# MX2 Exam Thoughts (1 Viewer)

#### Cryptical

##### New Member
Thought it was more 'proofs' and less 'numbered answers', so definitely more conceptual, which I liked.

Not sure if I got the ratio for the triangle, but ended with (1/2)^1/3.

Definitely harder than last years. Hoping for raw mark of about 92...Found multiple choice pretty hard...defs lost marks from there. Second last part of the last question (3 marker), I struggled with.

But overall, not too upset, cuz I answered every question and think I gave valid proofs. Hopefully I didn't lose too many marks to silly mistakes, since I didn't have much time at the end...

##### New Member
Thought it was more 'proofs' and less 'numbered answers', so definitely more conceptual, which I liked.

Not sure if I got the ratio for the triangle, but ended with (1/2)^1/3.

Definitely harder than last years. Hoping for raw mark of about 92...Found multiple choice pretty hard...defs lost marks from there. Second last part of the last question (3 marker), I struggled with.

But overall, not too upset, cuz I answered every question and think I gave valid proofs. Hopefully I didn't lose too many marks to silly mistakes, since I didn't have much time at the end...
Surely the ratio should be less than (1/2)^1/2, right? Since the smaller line is a segment of the line that is (1/2)^1/2 the size of the larger line. I didn't actually do it so I just guessed 1/3sqrt2.

#### trollhacker1

##### New Member
I didn't do it but I heard from 2 others that it is (3sqrt2-4)/2

Sent from my SM-A520F using Tapatalk

#### Cryptical

##### New Member
Surely the ratio should be less than (1/2)^1/2, right? Since the smaller line is a segment of the line that is (1/2)^1/2 the size of the larger line. I didn't actually do it so I just guessed 1/3sqrt2.
Nah I said 0.5^1/3, not 0.5^1/2

#### Cryptical

##### New Member
i think i solved part of the poly question, ii and iii.

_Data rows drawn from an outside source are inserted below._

PR #1787, opened 2026-07-12
Host row in the mobile pull-down sheet

srid:
**On the touch layout kolu rendered no host chrome at all** — `ChromeBar` and its `HostSelectorStrip` are `isDesktop()`-gated, so on a phone you couldn't see which host you were on, switch hosts, or add one. The multi-host engine underneath (the keyed padi host map, W9 retained switching, W10 persisted fleet, W5 attention) is fully layout-agnostic and already worked; it just had no mobile face. This adds one: a **host row at the top of the pull-down chrome sheet** (`MobileChromeSheet`), the mobile twin of the desktop strip.

### The seam — one engine, two thin leaves

```
                 App.tsx · isDesktop()
                  ┌──────────┴──────────┐
              desktop                 touch
          ChromeBar               MobileChromeSheet
      HostSelectorStrip            MobileHostRow  ◀── new
                  └──────────┬──────────┘
        padiMap.entries · entry.cells.urgency · setActiveHost
        hostChipTone (dotClass · hostHue) · ATTENTION_PILL_CLASS
```

`MobileHostRow` reads the **exact same seams** the desktop strip reads and writes the switch with the **same** `setActiveHost`. No new store, stream, or keybinding.

### What a phone user gets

I lost marks in all segments thou. i couldn't solve i) but ii) u use the substitution (B-Y)^2=a^2+bla/a, in which case x=a^2+bla/a; times by a and sub a^3 into what u would get if u sub a into the original polynomial (0=a^3+pa+q or something) then manipulate. after that it is possible to make a the subject, then sub into P(x) then take sum of roots, i made a mistake and although i got an answer it was different. iii) just say if A=B where A and B are arbitrary roots then the LHS of part ii) becomes 0, also the LHS is allays greater or equal to 0, so condition for distinct roots is the RHS being greater then 0.

last question in 15 was the inequality? I took different cases, that was x>=1, x<=1 (yes repeated = twice but doesn't matter), with x less then 1 you don't have to do much

but with x greater then one u use the other expansion provided in previous part and prove using induction that sigma(k=0, n-1)x^k>=n; where x>=1 so the LHS remains positive.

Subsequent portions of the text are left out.